WHAT YOU ARE ASKED TO DO
This exercise calls for the listing to be set down exactly.
━━━━
PR #4261, opened 2017-12-20
check for and replace expired key

fredsmith:
The server utils role runs first, and is the first attempt to run "apt-get update", which fails if the existing server has our expired ppa key.  This should detect the expired key and replace it with the updated one.

### DIFF
--- a/playbooks/roles/server_utils/tasks/main.yml
+++ b/playbooks/roles/server_utils/tasks/main.yml
@@ -21,6 +21,14 @@
 #
 #
 
+- name: Check for expired edx key
+  command: "apt-key list | grep {{ SERVER_UTILS_EDX_PPA_KEY_ID }}"
+  register: ppa_key_status
+
+- name: remove expired edx key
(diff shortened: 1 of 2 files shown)


playbooks/roles/server_utils/tasks/main.yml
```diff
@@ -21,6 +21,21 @@
 #
 #
 
+- name: Check for expired edx key
+  command: "apt-key list | grep {{ SERVER_UTILS_EDX_PPA_KEY_ID }}"
+  register: ppa_key_status
+
+- name: remove expired edx key
+  command: "sudo apt-key remove {{ SERVER_UTILS_EDX_PPA_KEY_ID }}"
```
feanil: You don't need to remove the old key and re-get it.  You just need to make it get the key: 

```
apt-key adv --keyserver keys.gnupg.net --recv-keys [KEY]
```

feanil (commented):
This makes sense as a way of working around the current issues but don't like this as a long term thing we leave in the config repo. It is a repetition of what we have in common and we can probably design a better solution to prevent this sort of issues in the future.

fredsmith:
@feanil Updated with a single task to just receive the key.

coryleeio (approved):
━━━━
WRITTEN ANSWER
PR #4261, opened 2017-12-20
check for and replace expired key

fredsmith:
The server utils role runs first, and is the first attempt to run "apt-get update", which fails if the existing server has our expired ppa key.  This should detect the expired key and replace it with the updated one.

### DIFF
--- a/playbooks/roles/server_utils/tasks/main.yml
+++ b/playbooks/roles/server_utils/tasks/main.yml
@@ -21,6 +21,14 @@
 #
 #
 
+- name: Check for expired edx key
+  command: "apt-key list | grep {{ SERVER_UTILS_EDX_PPA_KEY_ID }}"
+  register: ppa_key_status
+
+- name: remove expired edx key
(diff shortened: 1 of 2 files shown)


playbooks/roles/server_utils/tasks/main.yml
```diff
@@ -21,6 +21,21 @@
 #
 #
 
+- name: Check for expired edx key
+  command: "apt-key list | grep {{ SERVER_UTILS_EDX_PPA_KEY_ID }}"
+  register: ppa_key_status
+
+- name: remove expired edx key
+  command: "sudo apt-key remove {{ SERVER_UTILS_EDX_PPA_KEY_ID }}"
```
feanil: You don't need to remove the old key and re-get it.  You just need to make it get the key: 

```
apt-key adv --keyserver keys.gnupg.net --recv-keys [KEY]
```

feanil (commented):
This makes sense as a way of working around the current issues but don't like this as a long term thing we leave in the config repo. It is a repetition of what we have in common and we can probably design a better solution to prevent this sort of issues in the future.

fredsmith:
@feanil Updated with a single task to just receive the key.

coryleeio (approved):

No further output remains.